### The problem
Tell me how many lines in the data include "might", and keep the reply to that number.

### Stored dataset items
┌────────

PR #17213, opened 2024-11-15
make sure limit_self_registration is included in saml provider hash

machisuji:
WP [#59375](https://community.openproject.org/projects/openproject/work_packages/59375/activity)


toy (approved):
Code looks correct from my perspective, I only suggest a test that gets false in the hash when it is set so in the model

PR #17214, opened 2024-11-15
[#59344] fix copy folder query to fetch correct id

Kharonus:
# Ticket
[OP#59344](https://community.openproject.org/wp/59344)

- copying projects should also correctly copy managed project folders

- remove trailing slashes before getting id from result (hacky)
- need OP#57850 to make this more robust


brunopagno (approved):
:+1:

└────────
┌────────

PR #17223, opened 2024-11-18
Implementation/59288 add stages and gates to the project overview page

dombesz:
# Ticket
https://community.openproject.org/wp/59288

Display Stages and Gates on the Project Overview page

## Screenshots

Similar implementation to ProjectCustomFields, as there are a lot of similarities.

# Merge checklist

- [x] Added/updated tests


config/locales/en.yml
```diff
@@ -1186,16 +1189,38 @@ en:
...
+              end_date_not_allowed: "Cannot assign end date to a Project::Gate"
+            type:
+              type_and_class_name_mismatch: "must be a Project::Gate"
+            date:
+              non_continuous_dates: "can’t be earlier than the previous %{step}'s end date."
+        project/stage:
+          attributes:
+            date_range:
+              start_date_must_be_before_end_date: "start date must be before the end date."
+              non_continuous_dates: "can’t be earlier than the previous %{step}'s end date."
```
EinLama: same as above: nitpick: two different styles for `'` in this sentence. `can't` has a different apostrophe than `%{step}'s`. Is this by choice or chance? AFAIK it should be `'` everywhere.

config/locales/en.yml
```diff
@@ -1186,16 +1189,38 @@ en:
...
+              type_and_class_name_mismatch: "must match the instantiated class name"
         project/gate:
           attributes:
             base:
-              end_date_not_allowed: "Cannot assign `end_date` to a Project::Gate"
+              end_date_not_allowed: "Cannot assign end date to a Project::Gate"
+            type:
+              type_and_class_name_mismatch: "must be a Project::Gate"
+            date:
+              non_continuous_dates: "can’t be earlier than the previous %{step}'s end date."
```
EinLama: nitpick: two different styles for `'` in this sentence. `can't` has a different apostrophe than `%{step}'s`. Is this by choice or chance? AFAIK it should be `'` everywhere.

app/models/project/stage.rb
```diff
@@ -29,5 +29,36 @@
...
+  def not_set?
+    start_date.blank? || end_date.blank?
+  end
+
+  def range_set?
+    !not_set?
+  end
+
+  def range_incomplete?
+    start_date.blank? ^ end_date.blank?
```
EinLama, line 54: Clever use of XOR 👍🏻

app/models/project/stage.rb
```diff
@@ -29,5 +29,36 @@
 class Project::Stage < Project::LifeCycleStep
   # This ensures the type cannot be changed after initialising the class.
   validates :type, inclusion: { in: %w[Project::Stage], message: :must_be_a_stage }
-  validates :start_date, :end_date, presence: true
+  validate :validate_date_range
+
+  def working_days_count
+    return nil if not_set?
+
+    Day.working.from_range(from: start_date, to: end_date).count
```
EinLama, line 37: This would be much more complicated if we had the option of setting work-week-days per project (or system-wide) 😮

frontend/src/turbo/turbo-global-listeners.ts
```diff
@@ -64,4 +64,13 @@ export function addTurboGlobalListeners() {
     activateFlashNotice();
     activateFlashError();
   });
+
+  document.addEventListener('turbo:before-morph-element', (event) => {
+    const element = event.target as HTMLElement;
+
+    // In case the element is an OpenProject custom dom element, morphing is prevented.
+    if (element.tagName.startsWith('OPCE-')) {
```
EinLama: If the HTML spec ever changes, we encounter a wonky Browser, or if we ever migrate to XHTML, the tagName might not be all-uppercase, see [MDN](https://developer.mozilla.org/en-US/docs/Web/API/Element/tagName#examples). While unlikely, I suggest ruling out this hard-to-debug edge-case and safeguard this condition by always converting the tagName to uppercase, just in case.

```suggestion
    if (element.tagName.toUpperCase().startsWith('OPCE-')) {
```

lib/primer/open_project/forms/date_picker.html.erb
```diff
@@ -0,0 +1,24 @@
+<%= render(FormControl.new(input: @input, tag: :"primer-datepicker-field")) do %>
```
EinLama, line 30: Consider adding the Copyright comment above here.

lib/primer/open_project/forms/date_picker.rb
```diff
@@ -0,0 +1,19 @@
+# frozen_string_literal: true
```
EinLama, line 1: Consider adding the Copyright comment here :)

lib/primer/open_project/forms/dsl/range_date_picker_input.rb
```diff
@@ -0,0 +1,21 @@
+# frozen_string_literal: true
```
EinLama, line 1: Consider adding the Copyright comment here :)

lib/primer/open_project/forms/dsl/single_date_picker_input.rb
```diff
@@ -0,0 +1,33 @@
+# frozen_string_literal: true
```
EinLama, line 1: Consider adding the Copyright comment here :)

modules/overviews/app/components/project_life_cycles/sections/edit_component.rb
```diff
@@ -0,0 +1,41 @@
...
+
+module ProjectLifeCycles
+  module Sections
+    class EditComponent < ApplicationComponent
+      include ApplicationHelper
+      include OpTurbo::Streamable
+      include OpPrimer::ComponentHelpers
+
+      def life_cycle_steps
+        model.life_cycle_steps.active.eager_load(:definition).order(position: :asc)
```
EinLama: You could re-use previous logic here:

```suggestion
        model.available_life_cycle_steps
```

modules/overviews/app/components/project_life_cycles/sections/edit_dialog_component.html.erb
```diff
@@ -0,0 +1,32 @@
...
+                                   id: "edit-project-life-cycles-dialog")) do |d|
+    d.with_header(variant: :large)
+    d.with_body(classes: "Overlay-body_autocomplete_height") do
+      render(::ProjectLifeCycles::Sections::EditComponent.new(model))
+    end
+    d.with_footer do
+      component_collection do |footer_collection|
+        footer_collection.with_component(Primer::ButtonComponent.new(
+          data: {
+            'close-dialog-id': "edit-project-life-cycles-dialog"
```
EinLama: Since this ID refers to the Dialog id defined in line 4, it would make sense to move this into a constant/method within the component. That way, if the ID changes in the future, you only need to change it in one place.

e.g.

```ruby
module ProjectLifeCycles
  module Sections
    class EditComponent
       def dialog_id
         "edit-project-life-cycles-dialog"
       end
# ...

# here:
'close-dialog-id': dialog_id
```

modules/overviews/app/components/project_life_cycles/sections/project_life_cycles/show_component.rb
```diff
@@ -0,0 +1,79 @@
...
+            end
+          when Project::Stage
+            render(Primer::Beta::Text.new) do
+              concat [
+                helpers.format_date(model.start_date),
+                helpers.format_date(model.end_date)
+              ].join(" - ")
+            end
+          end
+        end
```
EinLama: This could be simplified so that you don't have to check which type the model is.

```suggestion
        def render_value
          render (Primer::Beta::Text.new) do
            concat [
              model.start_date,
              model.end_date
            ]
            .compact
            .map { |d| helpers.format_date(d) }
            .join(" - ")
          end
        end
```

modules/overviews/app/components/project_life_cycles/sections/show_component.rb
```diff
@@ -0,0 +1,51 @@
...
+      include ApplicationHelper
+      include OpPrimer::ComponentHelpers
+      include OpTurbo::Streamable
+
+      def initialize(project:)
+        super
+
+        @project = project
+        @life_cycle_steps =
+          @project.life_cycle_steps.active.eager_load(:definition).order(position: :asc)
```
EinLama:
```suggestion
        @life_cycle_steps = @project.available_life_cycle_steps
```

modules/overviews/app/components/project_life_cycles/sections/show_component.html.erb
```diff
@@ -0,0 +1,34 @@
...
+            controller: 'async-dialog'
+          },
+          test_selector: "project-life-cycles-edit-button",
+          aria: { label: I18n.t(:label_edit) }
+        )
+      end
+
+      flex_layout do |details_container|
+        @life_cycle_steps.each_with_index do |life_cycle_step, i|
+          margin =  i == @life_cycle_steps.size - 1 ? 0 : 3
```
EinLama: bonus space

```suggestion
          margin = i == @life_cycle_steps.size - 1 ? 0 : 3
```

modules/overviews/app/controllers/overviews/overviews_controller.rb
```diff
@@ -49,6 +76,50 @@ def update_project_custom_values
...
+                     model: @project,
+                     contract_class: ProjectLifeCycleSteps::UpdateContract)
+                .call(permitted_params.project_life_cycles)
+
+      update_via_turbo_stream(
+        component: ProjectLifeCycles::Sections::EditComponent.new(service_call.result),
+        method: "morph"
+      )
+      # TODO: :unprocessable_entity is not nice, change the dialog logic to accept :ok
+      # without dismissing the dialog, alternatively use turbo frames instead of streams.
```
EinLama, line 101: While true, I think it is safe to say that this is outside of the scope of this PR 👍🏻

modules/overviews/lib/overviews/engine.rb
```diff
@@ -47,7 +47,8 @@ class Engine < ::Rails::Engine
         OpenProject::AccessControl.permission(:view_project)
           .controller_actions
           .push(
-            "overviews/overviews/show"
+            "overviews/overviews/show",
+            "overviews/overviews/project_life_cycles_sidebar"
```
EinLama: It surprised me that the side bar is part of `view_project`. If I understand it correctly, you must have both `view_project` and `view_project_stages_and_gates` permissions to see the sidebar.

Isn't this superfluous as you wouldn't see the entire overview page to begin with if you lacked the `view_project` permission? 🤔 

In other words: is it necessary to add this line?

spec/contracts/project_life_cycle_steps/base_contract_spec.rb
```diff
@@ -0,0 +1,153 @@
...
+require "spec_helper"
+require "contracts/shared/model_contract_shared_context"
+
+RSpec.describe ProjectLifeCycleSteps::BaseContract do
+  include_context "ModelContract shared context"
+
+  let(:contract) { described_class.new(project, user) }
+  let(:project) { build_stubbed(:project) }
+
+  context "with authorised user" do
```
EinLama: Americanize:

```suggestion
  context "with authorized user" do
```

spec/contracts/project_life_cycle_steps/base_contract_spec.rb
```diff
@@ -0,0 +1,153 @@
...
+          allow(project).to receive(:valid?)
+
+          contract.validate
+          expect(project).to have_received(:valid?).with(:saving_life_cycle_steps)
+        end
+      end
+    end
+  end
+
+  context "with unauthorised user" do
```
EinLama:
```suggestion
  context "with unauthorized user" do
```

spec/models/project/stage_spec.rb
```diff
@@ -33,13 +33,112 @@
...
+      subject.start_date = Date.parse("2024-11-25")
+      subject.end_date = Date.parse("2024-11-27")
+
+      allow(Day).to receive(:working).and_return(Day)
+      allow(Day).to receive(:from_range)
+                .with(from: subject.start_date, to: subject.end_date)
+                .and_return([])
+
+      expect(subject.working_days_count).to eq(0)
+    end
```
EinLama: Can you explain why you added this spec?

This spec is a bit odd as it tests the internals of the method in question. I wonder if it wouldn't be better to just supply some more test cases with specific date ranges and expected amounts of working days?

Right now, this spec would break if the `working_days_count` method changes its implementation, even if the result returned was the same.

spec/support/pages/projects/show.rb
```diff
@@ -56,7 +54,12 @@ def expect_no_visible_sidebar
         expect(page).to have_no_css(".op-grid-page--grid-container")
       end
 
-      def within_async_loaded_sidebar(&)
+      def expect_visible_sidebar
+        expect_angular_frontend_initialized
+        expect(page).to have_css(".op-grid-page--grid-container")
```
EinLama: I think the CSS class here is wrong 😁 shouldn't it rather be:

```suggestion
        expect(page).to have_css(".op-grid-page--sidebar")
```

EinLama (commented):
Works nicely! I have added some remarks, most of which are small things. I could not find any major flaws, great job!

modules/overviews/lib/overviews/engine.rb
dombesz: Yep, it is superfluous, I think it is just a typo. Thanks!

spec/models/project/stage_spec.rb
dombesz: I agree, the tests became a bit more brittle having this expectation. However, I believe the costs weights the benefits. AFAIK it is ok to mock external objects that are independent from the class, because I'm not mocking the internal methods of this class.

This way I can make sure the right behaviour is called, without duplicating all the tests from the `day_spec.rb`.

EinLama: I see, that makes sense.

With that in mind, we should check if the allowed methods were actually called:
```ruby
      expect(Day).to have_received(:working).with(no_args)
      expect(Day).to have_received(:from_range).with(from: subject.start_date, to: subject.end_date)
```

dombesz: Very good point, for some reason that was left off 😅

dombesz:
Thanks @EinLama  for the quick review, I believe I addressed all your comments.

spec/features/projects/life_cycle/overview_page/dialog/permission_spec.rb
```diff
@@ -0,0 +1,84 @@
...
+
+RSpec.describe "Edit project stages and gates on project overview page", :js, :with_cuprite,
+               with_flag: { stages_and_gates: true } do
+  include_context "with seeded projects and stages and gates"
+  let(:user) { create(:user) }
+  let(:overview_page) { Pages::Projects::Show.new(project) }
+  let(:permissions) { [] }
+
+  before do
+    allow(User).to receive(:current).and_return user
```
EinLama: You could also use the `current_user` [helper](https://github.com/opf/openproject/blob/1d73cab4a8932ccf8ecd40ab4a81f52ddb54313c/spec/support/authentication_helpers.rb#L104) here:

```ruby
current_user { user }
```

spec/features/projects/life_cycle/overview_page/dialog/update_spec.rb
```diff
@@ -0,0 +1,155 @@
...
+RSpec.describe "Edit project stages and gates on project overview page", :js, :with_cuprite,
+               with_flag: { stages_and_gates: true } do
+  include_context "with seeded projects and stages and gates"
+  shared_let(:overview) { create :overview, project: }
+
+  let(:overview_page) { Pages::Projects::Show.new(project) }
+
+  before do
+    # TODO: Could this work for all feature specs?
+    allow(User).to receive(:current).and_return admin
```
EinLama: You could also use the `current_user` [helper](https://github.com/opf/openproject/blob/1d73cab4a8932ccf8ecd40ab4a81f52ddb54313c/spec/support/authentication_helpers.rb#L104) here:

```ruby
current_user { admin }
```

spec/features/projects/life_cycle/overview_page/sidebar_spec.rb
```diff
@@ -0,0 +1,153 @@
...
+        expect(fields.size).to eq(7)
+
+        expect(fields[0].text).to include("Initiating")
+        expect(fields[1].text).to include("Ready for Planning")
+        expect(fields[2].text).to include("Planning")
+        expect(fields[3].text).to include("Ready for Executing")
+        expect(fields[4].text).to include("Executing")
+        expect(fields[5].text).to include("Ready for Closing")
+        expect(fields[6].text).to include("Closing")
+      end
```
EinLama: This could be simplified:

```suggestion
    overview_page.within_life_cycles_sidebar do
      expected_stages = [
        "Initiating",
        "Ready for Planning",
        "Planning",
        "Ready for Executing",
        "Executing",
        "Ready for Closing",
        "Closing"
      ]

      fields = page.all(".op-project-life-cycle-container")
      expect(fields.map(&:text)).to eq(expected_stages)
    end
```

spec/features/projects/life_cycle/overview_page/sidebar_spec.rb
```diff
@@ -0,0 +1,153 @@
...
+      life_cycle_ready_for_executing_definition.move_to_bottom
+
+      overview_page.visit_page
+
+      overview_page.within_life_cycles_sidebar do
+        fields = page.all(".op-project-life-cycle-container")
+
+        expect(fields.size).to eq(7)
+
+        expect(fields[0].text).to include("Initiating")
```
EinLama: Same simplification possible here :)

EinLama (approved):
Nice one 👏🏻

└────────
┌────────

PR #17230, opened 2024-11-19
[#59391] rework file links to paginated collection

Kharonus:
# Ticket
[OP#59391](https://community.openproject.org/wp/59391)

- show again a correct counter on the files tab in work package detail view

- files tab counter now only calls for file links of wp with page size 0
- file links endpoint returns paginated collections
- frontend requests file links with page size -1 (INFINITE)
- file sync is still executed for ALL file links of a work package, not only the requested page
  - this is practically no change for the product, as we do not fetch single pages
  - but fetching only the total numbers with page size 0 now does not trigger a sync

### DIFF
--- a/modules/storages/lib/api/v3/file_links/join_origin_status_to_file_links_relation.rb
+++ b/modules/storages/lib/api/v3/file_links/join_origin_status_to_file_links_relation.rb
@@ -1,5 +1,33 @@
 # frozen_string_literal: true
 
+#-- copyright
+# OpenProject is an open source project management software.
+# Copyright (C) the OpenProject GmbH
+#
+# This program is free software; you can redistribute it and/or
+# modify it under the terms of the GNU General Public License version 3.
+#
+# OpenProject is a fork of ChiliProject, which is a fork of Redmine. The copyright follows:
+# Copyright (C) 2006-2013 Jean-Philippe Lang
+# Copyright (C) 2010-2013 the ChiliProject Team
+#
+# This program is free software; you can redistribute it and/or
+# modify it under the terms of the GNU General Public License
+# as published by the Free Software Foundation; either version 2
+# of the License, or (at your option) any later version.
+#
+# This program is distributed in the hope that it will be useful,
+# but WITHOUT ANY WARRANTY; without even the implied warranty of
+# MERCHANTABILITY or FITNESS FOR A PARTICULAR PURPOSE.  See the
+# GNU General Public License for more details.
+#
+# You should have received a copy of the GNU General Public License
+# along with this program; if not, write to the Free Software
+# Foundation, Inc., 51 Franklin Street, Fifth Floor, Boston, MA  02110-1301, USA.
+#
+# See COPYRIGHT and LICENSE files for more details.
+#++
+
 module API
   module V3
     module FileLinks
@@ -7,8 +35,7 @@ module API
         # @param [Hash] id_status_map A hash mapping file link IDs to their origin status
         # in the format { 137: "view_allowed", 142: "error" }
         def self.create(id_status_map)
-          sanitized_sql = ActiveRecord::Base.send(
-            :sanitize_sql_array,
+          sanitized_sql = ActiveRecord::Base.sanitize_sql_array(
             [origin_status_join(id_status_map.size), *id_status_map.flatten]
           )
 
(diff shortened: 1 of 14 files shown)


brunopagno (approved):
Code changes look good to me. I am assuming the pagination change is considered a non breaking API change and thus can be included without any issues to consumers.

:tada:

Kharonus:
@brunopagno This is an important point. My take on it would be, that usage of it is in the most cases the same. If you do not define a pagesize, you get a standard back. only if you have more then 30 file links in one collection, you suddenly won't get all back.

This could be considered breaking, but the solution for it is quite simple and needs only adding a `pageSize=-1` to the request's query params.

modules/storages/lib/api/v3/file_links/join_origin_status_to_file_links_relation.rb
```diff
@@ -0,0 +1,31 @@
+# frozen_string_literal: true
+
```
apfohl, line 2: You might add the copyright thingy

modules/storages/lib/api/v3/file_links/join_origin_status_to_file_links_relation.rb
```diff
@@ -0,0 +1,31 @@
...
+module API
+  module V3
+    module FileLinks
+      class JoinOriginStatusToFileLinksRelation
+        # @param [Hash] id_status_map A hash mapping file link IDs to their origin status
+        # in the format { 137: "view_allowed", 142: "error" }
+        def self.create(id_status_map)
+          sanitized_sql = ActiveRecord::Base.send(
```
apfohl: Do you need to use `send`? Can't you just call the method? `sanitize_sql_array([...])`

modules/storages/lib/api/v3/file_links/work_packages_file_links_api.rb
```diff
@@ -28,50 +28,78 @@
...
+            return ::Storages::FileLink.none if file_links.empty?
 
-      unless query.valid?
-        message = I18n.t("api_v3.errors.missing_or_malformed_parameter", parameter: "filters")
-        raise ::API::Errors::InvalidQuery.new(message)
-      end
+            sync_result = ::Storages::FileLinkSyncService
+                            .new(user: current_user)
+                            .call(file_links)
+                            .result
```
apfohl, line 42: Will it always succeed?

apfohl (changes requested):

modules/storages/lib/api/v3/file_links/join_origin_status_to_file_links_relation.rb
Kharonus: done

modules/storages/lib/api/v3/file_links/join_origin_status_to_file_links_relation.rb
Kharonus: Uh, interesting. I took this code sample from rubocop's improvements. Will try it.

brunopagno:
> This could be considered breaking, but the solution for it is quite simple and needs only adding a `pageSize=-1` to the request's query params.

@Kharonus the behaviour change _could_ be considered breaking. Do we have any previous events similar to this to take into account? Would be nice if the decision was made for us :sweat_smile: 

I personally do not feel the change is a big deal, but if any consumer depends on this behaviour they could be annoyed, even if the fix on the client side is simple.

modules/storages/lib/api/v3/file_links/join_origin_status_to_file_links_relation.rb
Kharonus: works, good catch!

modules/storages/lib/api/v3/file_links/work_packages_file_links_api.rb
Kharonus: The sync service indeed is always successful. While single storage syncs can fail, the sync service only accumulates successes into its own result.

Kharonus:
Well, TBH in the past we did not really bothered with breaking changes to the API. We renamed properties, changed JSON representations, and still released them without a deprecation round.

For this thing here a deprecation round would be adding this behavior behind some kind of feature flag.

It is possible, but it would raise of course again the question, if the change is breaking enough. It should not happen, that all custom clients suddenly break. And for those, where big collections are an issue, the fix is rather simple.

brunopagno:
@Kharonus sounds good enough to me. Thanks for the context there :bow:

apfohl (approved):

└────────

### Solved exercise
2